PR #1804, opened 2026-08-25
build: add the CUDA-free cuopt_client library

ramakrishnap-nv:
## Description

Adds `cuopt_client`, a CPU-only library holding the host-side problem representation (parsers, `data_model_view`, `mps_data_model`, writers), the gRPC wire protocol, and the LP/MIP gRPC client. `libcuopt` and `cuopt_grpc_server` both link it, so there is one implementation rather than a client-side fork.

This is the library-level half of letting a remote client talk to `cuopt_grpc_server` without `cudf`, `cupy`, `rmm` or `pylibraft`. The packaging half is not here: `libcuopt_client.so` still ships inside the `libcuopt` package, which depends on CUDA, so a GPU-free install is not yet possible. Tracked in #1872.

Two notes for reviewers:

- The routing gRPC arm stays in `libcuopt`. Its mappers call routing accessors that live in CUDA translation units, so moving it down would create a `libcuopt -> cuopt_client -> libcuopt` cycle.
- Some public API changes which library exports it — `solver_settings_t::get_mip_callbacks()` and siblings now come from `libcuopt_client.so`. `cuopt` links `cuopt::cuopt_client` as `PUBLIC` and both are in `cuopt-exports`, so CMake consumers resolve them transitively; a bare `-lcuopt` link would also need `-lcuopt_client`.

Verified: `libcuopt_client.so` has no CUDA, rmm or raft in `NEEDED`, and no undefined `cuopt::` symbols.

Last of four steps toward a CUDA-free client library, after #1801, #1802 and #1803.

## Checklist

- Testing
   - [ ] Added tests
   - [ ] NA
- Documentation
   - [ ] Added new documentation
   - [x] NA


ramakrishnap-nv:
@coderabbitai review

ramakrishnap-nv:
## Update: two runtime bugs found by running the suite, both fixed

Building alone was not enough — running the tests surfaced two problems that `ldd -r` reports as clean, because it resolves against the full load set while these only bite at call time.

**1. Routing gRPC arm created a library cycle.** I had put it in `cuopt_client` on the grounds that its mappers contain no raft/rmm/thrust. True, but CUDA-free is not the same as dependency-free: they call `routing::solver_settings_t` and `routing::assignment_t` accessors that live in CUDA TUs, so `libcuopt -> cuopt_client -> libcuopt`. It showed up as `HEURISTICS_HYPER_PARAMS_TEST` dying with `undefined symbol: routing::solver_settings_t::get_time_limit`. The routing arm now stays in libcuopt until its host-only accessors are split out, exactly as was done for LP/MIP.

**2. `template class` pulled the constructor into the CUDA-free TU.** `solver_settings.cpp` used `template class solver_settings_t<...>`, which instantiates *every* member including the ctor — and the ctor builds a `pdlp_solver_settings_t` holding a `pdlp_warm_start_data_t` by value, whose ctor is CUDA-side. Members are now instantiated individually, and the ctor itself moved to `solver_settings_gpu.cu`.

This also corrects something I stated earlier in this PR: I described the leftover undefined symbols as a deferrable gap. They were not — **any** undefined symbol in `libcuopt_client.so` breaks at runtime for anything that loads it, which is every test binary.

```
undefined cuopt symbols : 0     (was 15)
NEEDED with cuda/rmm/raft : 0
```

### WHAT NEEDS TO BE DONE
Nothing outside this range should appear: the lines from the start of the listing through the line with "a client-side fork.", each reproduced exactly, both ends included.

### ANSWER TO THE EXERCISE
PR #1804, opened 2026-08-25
build: add the CUDA-free cuopt_client library

ramakrishnap-nv:
## Description

Adds `cuopt_client`, a CPU-only library holding the host-side problem representation (parsers, `data_model_view`, `mps_data_model`, writers), the gRPC wire protocol, and the LP/MIP gRPC client. `libcuopt` and `cuopt_grpc_server` both link it, so there is one implementation rather than a client-side fork.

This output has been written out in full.